Yani iman çözülmeden kardeşlik çözülmez. [1] Eğer mü’minler arasında bir kavga
sürdürülüyorsa imanda bir çözülme var demektir.

Diğer taraftan aynı surenin 13. ayetine baktığımız zaman milliyet
fikrinin ve ırkçılığa varan milliyetçiliğin mucizevî bir üslupla yasaklandığını
görüyoruz. Allah (c.c) şöyle buyuruyor: “Ey insanlık ailesi, Elbet sizi bir erkekle bir
dişiden yaratan biziz; derken sizi kavimler ve kabileler haline getirdik ki, tanışabilesiniz.
Elbet Allah katında en üstününüz, O’na karşı sorumluluk bilinci en güçlü olanınızdır;
şüphe yok ki, Allah her şeyi bilir, her şeyden haberdardır.”
[2]

Hucurat Suresi’nin 10. ayetinde imanda kardeşlik vurgusu yapılmış
burada ise, bütün insanların doğuştan eşit oldukları, kimsenin imtiyazlı ya da herhangi
bir haktan ve meziyetten mahrum olarak yaratılmadığı ifade edilmiştir. Kur’an bu
ayetle, toplumsal hayatta insan için çok önemli olan noktalara dikkat çekiyor:

a) Her şeyden önce insanlar arasında var olan farklılıklar bir tahakküm
etme, üstünlük sağlama ya da egemenlik kurma vasıtası değil, bir tanışma ve dayanışma
vasıtası olmalıdır.

b) Hiçbir insan doğuştan imtiyazlı ya da doğuştan eksik değildir.

c) Bir insanın A ırkından ya da B ırkından olması kendi elinde değildir.
Dolayısıyla insanın kendi seçmediği şeylerle övünmesi mantıklı olmadığı gibi, bu
sebeple kınanması ya da hor görülmesi de insanca değildir.

d) Bir insanın kadın ya da erkek olması önemli bir imtiyaz olmadığı
gibi, A milletinden ya da B milletinden olması da önemli değildir.

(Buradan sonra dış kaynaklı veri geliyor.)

PR #275, opened 2023-06-21
build : fix compilation errors and warnigns when building with MSVC

iboB:
In the spirit of this PR: https://github.com/ggerganov/llama.cpp/pull/1889

This is a cosmetic change. No functionality is changed. Warnings and compilation errors are fixed (and some warnings ignored) leading to a successful build with MSVC on Windows. "possible loss of data" warnings were mostly ignored.

Note that two tests (`test1` and `test2`) fail on Windows after this, but the failures are unrelated and will be addressed in separate issues

### DIFF
--- a/examples/common.cpp
+++ b/examples/common.cpp
@@ -17,6 +17,10 @@
 #define M_PI 3.14159265358979323846
 #endif
 
+#if defined(_MSC_VER)
+#pragma warning(disable: 4244 4267) // possible loss of data
+#endif
+
 bool gpt_params_parse(int argc, char ** argv, gpt_params & params) {
     for (int i = 1; i < argc; i++) {
         std::string arg = argv[i];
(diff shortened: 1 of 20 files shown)


examples/common.cpp
```diff
@@ -366,7 +370,7 @@ void test_gpt_tokenizer(gpt_vocab & vocab, const std::string & fpath_test){
         }
     }
 
-    fprintf(stderr, "%s : %lu tests failed out of %lu tests.\n", __func__, n_fails, tests.size());
+    fprintf(stderr, "%s : %zu tests failed out of %zu tests.\n", __func__, n_fails, tests.size());
```
Green-Sky, line 373: `%z` is microsoft specific and not c/c++

Green-Sky (changes requested):

examples/common.cpp
Green-Sky: or at least i cant find them in the c++ standard

Green-Sky: oh nevermind, found it in c++11

Green-Sky (approved):

tests/test-mul-mat2.c
```diff
@@ -255,8 +253,8 @@ void mul_mat_gq_1(
                     s1[b + 1] = d1*(1 << b);
                 }
 
-                m0[0] = -1ULL;
-                m1[0] = -1ULL;
+                m0[0] = 0-1ULL;
+                m1[0] = 0-1ULL;
```
ggerganov, line 257: What warning does this fix?

ggerganov (approved):

tests/test-mul-mat2.c
iboB: "unary minus applied to unsigned value, result is still unsigned"

PR #305, opened 2023-06-26
Support ChatGLM-style RoPE

li-plus:
This PR added an argument `n_ctx` in `ggml_rope` function to support ChatGLM-6B, because the `position_ids` in ChatGLM-style RoPE is related to the context length. The C++ implementation of ChatGLM can be found in [chatglm.cpp](https://github.com/li-plus/chatglm.cpp).

With this PR, when `mode & 4` is 1, the ChatGLM-style RoPE is enabled and `position_ids` will be computed using `n_ctx`. Otherwise, `n_ctx` is unused and everything works as before.


ggerganov (approved):

JianbangZ:
Are you also palnning to add the changes for chatglm2?

li-plus:
> Are you also palnning to add the changes for chatglm2?

ChatGLM2 has been supported by https://github.com/li-plus/chatglm.cpp/pull/11 just now. Please checkout the latest code!

PR #309, opened 2023-06-26
ggml : reduce code duplication with helper macros for local variables

### LINKED ISSUE #292: ggml : add macros for accessing tensors to reduce code duplication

e) İnsanın asıl üstünlüğü, asıl büyüklüğü ve asıl şerefi, yaratıcısına
karşı duyduğu sorumlulukla doğru orantılıdır. Kim ne kadar kendisini Allah’a karşı
sorumlu hissediyor ve gereğini yapıyorsa üstünlük ve şereften en büyük payı o almaktadır.

f) Bir insan kendi ırkını ve ırkdaşlarını sevebilir; ancak bu sevgi
başka ırklardan olanlara karşı bir nefrete dönüşmemelidir.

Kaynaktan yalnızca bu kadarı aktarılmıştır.